Experiencing Khejarli Village
The next morning, we were on our way to Khejarli village, a 12km drive from Guda Bishnoi. This is the holiest sanctuary of the Bishnois, named after the Khejri tree, a hardy flowering tree that grows in the desert in defiance of the sandy barrenness that surrounds it.
These trees, as all others, were beloved by the Bishnoi. In 1730, when a king sent his men to cut the Khejri trees down to fuel the cement lime kilns to build his palace, the Bishnoi fiercely resisted. They clung to the trees even as the king’s men began slaughtering them. According to folklore, the first martyr, Amrita Devi, said, “A chopped head is a cheap bargain for a felled tree” before she died. In all, 363 men, women, and children were killed, and their sacrifice is commemorated here. A large mausoleum stands beside a Khejri tree, named the Amrita tree, in honor of its protector. A temple of Guru Jambeshwar stands guard over it.
Sunil stood admiring the tree with me. “It is still a custom among us to buy khejri saplings from this village and plant them in our homes,” he said. “We share our own water with the saplings for two years and then it can grow on its own. The wood makes good furniture, but a Bishnoi carpenter would never cut a green tree. It would wait for the trees to die naturally.”
Excursion to the Temple of the Bishnois
We journeyed through the desert on an early morning excursion to the temple of the Bishnois, 25 km from Jodhpur. A small religious ceremony was to be held in the morning. The chill was palpable as dry, icy winds cut through the air and rattled my bones as soon as I got out of the car.
It was 7:30 a.m., and the havan (holy fire) already glowed inside the temple. The high priest was chanting prayers. Men in traditional white clothing and women draped in colorful saris were pouring pure ghee and coconut milk into the fire as they slowly circled it clockwise.
“It purifies the air and clears our passage to our GuruVi,” Shudha Nand, the head priest, explained. After the ceremony, he took me back to where some twenty gazelles were ambling about, picking up the grains of wheat and millet left for them by the villagers. Nand explained that the Bishnoi have a kind of environmental tithing system, sharing ten percent of all their grains with wildlife.
A fawn walked slowly towards us. The priest called out to her by name—Aarti. The little antelope fearlessly trotted in.

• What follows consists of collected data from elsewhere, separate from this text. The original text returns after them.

PR #436, opened 2024-04-04
Feat: Add Governance Contract

FHieser:
Solves SC-48


FHieser:
@marvinkruse the e2e and scripts are missing, but the logic is done as well as most of the tests (i want to still do a small improvement there)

“Aarti’s mother died when she was born. A Bishnoi woman adopted her, breastfeeding her with her own children until the motherless fawn could be on her own,” Nand said.

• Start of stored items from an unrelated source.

PR #438, opened 2024-04-04
Chore: Refactor Contract Names, Directories and Function Names

Zitzak:
### Contract Naming
- `BancorVirtualSupplyBondingCurveFundingManager` -> `FM_BC_Bancor_Redeeming_VirtualIssuance_VirtualCollateral_v1`
- `ToposBondingCurveFundingManager` -> `FM_BC_BondingSurface_Repayer_Seizable_v1`
- Removed `FundingManager` out of the base contract. Example of this is:
  - `BondingCurveFundingManagerBase` -> `BondingCurveBase`
- Added the keyword `Base` to the virtual supply base contracts
### General Naming
- Removed all functions/events/comments related to Topos (except for testing comments).
- Changed `baseMultiplier` -> `basePriceMultiplier` within the BondingSurface FM and tests.
- Changed all references of the issuance tokens to include the word "issuance", so it matches the collateral
  - `virtualTokenSupply` -> `virtualIssuanceSupply`
- Adjusted comments here and there
### Directory structure
- Created sub-directories for the types (sub-categories) of Funding Manager, i.e. **bondingCurve** and **rebasing**
- Moved all base contracts for the sub-category of Funding Manager to a dedicated **abstracts** directory as a child of the sub-category directory
- Moved all Interfaces for the sub-category of Funding Manager to a dedicated **interfaces** directory as a child of the sub-category directory
- Moved all Libraries used in the different Funding Managers into `/src/lib/`
- Within the testing directory:
  - Created sub-directory based on the the sub-category of Funding Manager
  - Kept the same structure of having the base contracts in the **abstracts** directory

## **PLEASE NOTE:** No logic has been changed in this PR


Zitzak:
I have created a Linear issue to track this PR only for @marvinkruse, but thought I add @FHieser and @0xNuggan to the PR to see how I re-structured the code

src/modules/lib/FixedPointMathLib.sol
```diff
@@ -8,58 +8,56 @@ library FixedPointMathLib {
                             COMMON BASE UNITS
     //////////////////////////////////////////////////////////////*/
 
-    uint256 internal constant YAD = 1e8;
-    uint256 internal constant WAD = 1e18;
-    uint256 internal constant RAY = 1e27;
-    uint256 internal constant RAD = 1e45;
+    uint internal constant YAD = 1e8;
```
0xNuggan, line 11: Can you give a bit more context on these changes?

0xNuggan:
Left one comment, rest looks good to me. Thanks for making the changes, and also renaming the Token to Issuance in the Bancor Contracts :pray:

src/modules/lib/FixedPointMathLib.sol
Zitzak: Hmm I think that my formatter did that, I didn't go in and changed this manually. Do you think I should revert it so it's equal to the original Solmate version?

0xNuggan: I don't think it's worth it... was just curious.

marvinkruse: It is interesting to me though, as we now have an inconsistency here. Most of the codebase uses `uint256`, we now have some parts using `uint`. I know they are equivalent in terms of compilation, but I find it weird that the formatter seemed to convert some to `uint` and some not? Something isn't right here.
But we can also explore this in a different PR at a later time.

marvinkruse (approved):
Looks good to me as well, just the formatted thing, but we can handle that in a different PR.

It looks a bit weird now with just some of the contracts having the new naming scheme, but we will probably fix that later this week?

PR #439, opened 2024-04-04
Feat: Add Cliff to Streaming Payments

marvinkruse:
**Current Status**: ⚠️ Not done; I added the cliff to the implementation; it has not been tested yet, though. Currently, all payments are added with 0 cliff in the tests.

--------

The StreamingPaymentProcessor needs to be able to offer a proper cliff functionality. Payment shall be created with a `cliff` variable, which contains a duration. Any streaming may only start once this duration has passed (after the payment was created/started). However, the **actual vesting shall already happen in the meantime**.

I offered Aarti a couple of biscuits. She accepted them gracefully and continued rubbing her nose on the priest’s orange robes.
The Journey Continues
Our next stop was Salawas, a predominantly Bishnoi village. Modern urban homes made of Jodhpuri stone replaced many of the traditional mud houses. The young women wore ubiquitous salwar kameez, the standard dress throughout northern and western India. Only the older women seemed to keep the tradition, with elaborate nose rings extending up to their ears and heavy lockets and bangles—all made of pure gold.

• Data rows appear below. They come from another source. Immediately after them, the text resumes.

PR #440, opened 2024-04-10
chore: fix review comment

Zitzak:


src/modules/paymentProcessor/StreamingPaymentProcessor.sol
```diff
@@ -513,7 +513,10 @@ contract StreamingPaymentProcessor is Module, IStreamingPaymentProcessor {
         uint stillReleasable =
             releasableForSpecificWalletId(client, paymentReceiver, walletId);
         //In case there is still something to be released
-        if (stillReleasable > 0) {
+        if (
+            vestings[client][paymentReceiver][walletId]._salary
+                - vestings[client][paymentReceiver][walletId]._released > 0
+        ) {
             //Let PaymentClient know that the amount is not needed to be stored anymore
             IERC20PaymentClient(client).amountPaid(stillReleasable);
```
FHieser: I think this doesnt fully do it.
If I remember correctly stillReleasable uses vestedAmountForSpecificWalletId() which just checks what is releasable until that moment of time, not the full time period, which we actually want.
So the solution like this is probably more accurate:

uint remainingReleasable =  vestings[client][paymentReceiver][walletId]._salary
                - vestings[client][paymentReceiver][walletId]._released;
if (
           remainingReleasable > 0
        ) {
IERC20PaymentClient(client).amountPaid(remainingReleasable); 
}

also stillReleasable can be remove

FHieser (changes requested):

FHieser (approved):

On the way back, Sunil and I briefly stopped at Guda Lake, a painstakingly created Bishnoi rain reservoir in a land known for water scarcity. Gazelles and blackbucks drank from the water. A large group of migratory birds ambled along the banks of the water body. “The world can be a much nicer place if we start treating animals and birds as our fellow citizens,” Sunil said. I was happy to hear the quiet note of conviction in his voice.